Understanding Maui.NativeLibraryInterop

A notable challenge with creating and maintaining bindings created via Native Library Interop is manually coalescing the native projects, their native dependencies, build outputs, and the .NET Binding library project. Maui.NativeLibraryInterop helps you jumpstart the process by building from and customizing the samples for your own app's needs.

Part of this includes orchestrating parts of the build process through MSBuild invocations.
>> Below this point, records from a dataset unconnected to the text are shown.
PR #6517, opened 2026-07-03
trace_processor: reject overflowing offset+length in TraceBlobViewReader::SliceOff

adilburaksen:
**trace_processor: reject overflowing offset+length in TraceBlobViewReader::SliceOff**

`TraceBlobViewReader::SliceOffImpl` bounds-checks a requested slice with `offset + length <= ...` (fast path)
and `offset + length > end_offset_`, computing `offset + length` in `size_t` without checking for overflow.

A caller can pass an attacker-controlled `offset`. For example the perf.data importer reads each attrs
`ids` section as a `PerfFile::Section {uint64 offset, uint64 size}` directly from the file and validates only
that `ids.size` is a multiple of 8 (`perf_data_tokenizer.cc`), then calls `SliceOff(ids.offset, ids.size)`.
With `offset + length` wrapping past `2^64`, the sum becomes a small value that spuriously passes the
fast-path check. `SliceOff` then returns a `TraceBlobView` pointing outside the backing buffer
(`TraceBlobView::slice_off` only `DCHECK`s, which is compiled out in release builds), and the subsequent
`Reader::ReadVector`/read performs an out-of-bounds heap access.

Reject `offset`/`length` pairs whose sum overflows, before the bounds checks. This fixes the issue for every
importer that reaches `SliceOff` with a file-controlled offset, not just perf.data.

### DIFF
--- a/src/trace_processor/importers/perf/perf_data_tokenizer.cc
+++ b/src/trace_processor/importers/perf/perf_data_tokenizer.cc
@@ -21,6 +21,7 @@
 #include <cstddef>
 #include <cstdint>
 #include <cstring>
+#include <limits>
 #include <memory>
 #include <optional>
 #include <string>
@@ -219,9 +220,9 @@ PerfDataTokenizer::ParseHeader() {
 static base::Status CheckSectionInBounds(uint64_t offset,
                                          uint64_t size,
                                          const char* name) {
-  if (offset + size < offset) {
+  if (size > std::numeric_limits<uint64_t>::max() - offset) {
     return base::ErrStatus("Invalid %s section: offset (%" PRIu64
-                           ") + size (%" PRIu64 ") overflows",
+                           ") + size (%" PRIu64 ") exceeds uint64 max",
                            name, offset, size);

This can include:

• Resolving or downloading native SDK dependencies
• Building the native slim binding project and its dependencies
• Moving the requisite native artifacts to the expected working directory
• Generating the API definition for the binding library project

The binding build process is extended to obtain and build native SDK dependencies by adding the CommunityToolkit.Maui.NativeLibraryInterop.BuildTasks NuGet package to your binding project:

<ItemGroup>
    <PackageReference Include="CommunityToolkit.Maui.NativeLibraryInterop.BuildTasks" Version="0.0.1-pre1" />
</ItemGroup>

Android binding projects will add a @(NLIGradleProjectReference) item that points to the root folder that contains the native wrapper gradle project:

<ItemGroup>
    <NLIGradleProjectReference Include="../native" >
        <ModuleName>newbinding</ModuleName>
        <!-- Metadata applicable to @(AndroidLibrary) will be used if set, otherwise the following defaults will be used:
        <Bind>true</Bind>
        <Pack>true</Pack>
        -->
    </NLIGradleProjectReference>
</ItemGroup>

iOS binding projects will add an @(NLIXcodeProjectReference) item that points to the native wrapper Xcode project:

<ItemGroup>
    <NLIXcodeProjectReference Include="../native/NewBinding/NewBinding.xcodeproj">
        <SchemeName>NewBinding</SchemeName>
        <SharpieNamespace>NewBinding</SharpieNamespace>
        <SharpieBind>true</SharpieBind>
        <!-- Metadata applicable to @(NativeReference) will be used if set, otherwise the following defaults will be used:
        <Kind>Framework</Kind>
        <SmartLink>true</SmartLink>
        -->
    </NLIXcodeProjectReference>
</ItemGroup>

Android binding projects generate the API definition automatically taking into account any optional manual modifications like those implemented via the Metadata.xml transform file.

An iOS binding library project must include an explicitly defined API. To help with this, Objective-Sharpie can be run automatically on the resulting native framework to produce an API definition file (ApiDefinition.cs) alongside it. This can serve as a helpful reference when creating and maintaining the ApiDefintion.cs file used by the iOS binding project.

The requisite native dependencies are embedded into the binding assembly. When a .NET project adds a reference to the native project, the native dependencies are included in the app automatically.